Provided entries:
-----
PR #1418, opened 2015-12-21
Mk newsletter form component

laserchicken:


app/models/sailthru_email.rb
```diff
@@ -0,0 +1,13 @@
+class SailthruEmail
+  SEND_EMAIL_URL = "http://canary.community.lonelyplanet.com/sailthru/v1/email"
```
robuye: please use ENV instead of hardcoding URL. We will change it at some point. The ENV needs to be defined in the parent application so it's best to ensure it's present somehow.

app/helpers/sailthru_helper.rb
```diff
@@ -26,4 +26,16 @@ def sailthru_tags(opts = {})
       haml_tag(:meta, name: "sailthru.tags",  content: tags) if tags
     end
   end
+
+  def register(params)
```
robuye: I don't like it here. Helpers should be just view helpers, I'd rather see it as proper class.

app/models/sailthru_user.rb
```diff
@@ -0,0 +1,35 @@
+class SailthruUser
+  REGISTER_OR_CHECK_URL = "http://canary.community.lonelyplanet.com/sailthru/v1/users"
```
robuye: this can't be hardcoded here, it has to be an ENV.

app/models/sailthru_user.rb
```diff
@@ -0,0 +1,35 @@
...
+  SAILTHRU_REGIONS = YAML.load(File.read(File.expand_path('../../data/sailthru/regions.yml', __FILE__)))
```
robuye: I'd rather build a path using `Rizzo::Engine.root` instead of using relative paths `../..`.

app/models/sailthru_email.rb
```diff
@@ -0,0 +1,13 @@
+class SailthruEmail
```
robuye: I'd wrap Email and User into one class, feels small enough to handle all responsibilities of talking to Sailthru without sacrificing readability. Plus I don't expect the class to grow in the future as it pretty much covers everything we intend to do with Sailthru.

app/controllers/rizzo/sailthru_controller.rb
```diff
@@ -0,0 +1,12 @@
+class Rizzo::SailthruController < ActionController::Base
+  include SailthruHelper
```
robuye: this is bad, you're including view helpers to controller. Let's use Helpers strictly for views. Extract the method in helper to separate class. Please namespace it with `Rizzo`.

WunderBart:
Looks good to me :+1:
Squash if possible & :shipit:, unless @robuye says otherwise :trolleybus:

app/controllers/rizzo/sailthru_controller.rb
```diff
@@ -0,0 +1,12 @@
+class Rizzo::SailthruController < ActionController::Base
+
+  def save
+    render json: {}, status: SailthruService.register(form_params)
+  end
+
+  private
+
+  def form_params
+    params.require(:sailthru)
```
robuye: does it work without `permit`?

robuye:
can you add tests please?

app/controllers/rizzo/sailthru_controller.rb
laserchicken: sure, I'm not doing mass assignment anywhere

laserchicken:
@robuye is this ok? can I merge it?

robuye:
:+1: sorry for the delay.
-----
Problem statement: Every line in the data above that includes the word "view" should be copied.

Answer for this exercise:
robuye: I don't like it here. Helpers should be just view helpers, I'd rather see it as proper class.
robuye: this is bad, you're including view helpers to controller. Let's use Helpers strictly for views. Extract the method in helper to separate class. Please namespace it with `Rizzo`.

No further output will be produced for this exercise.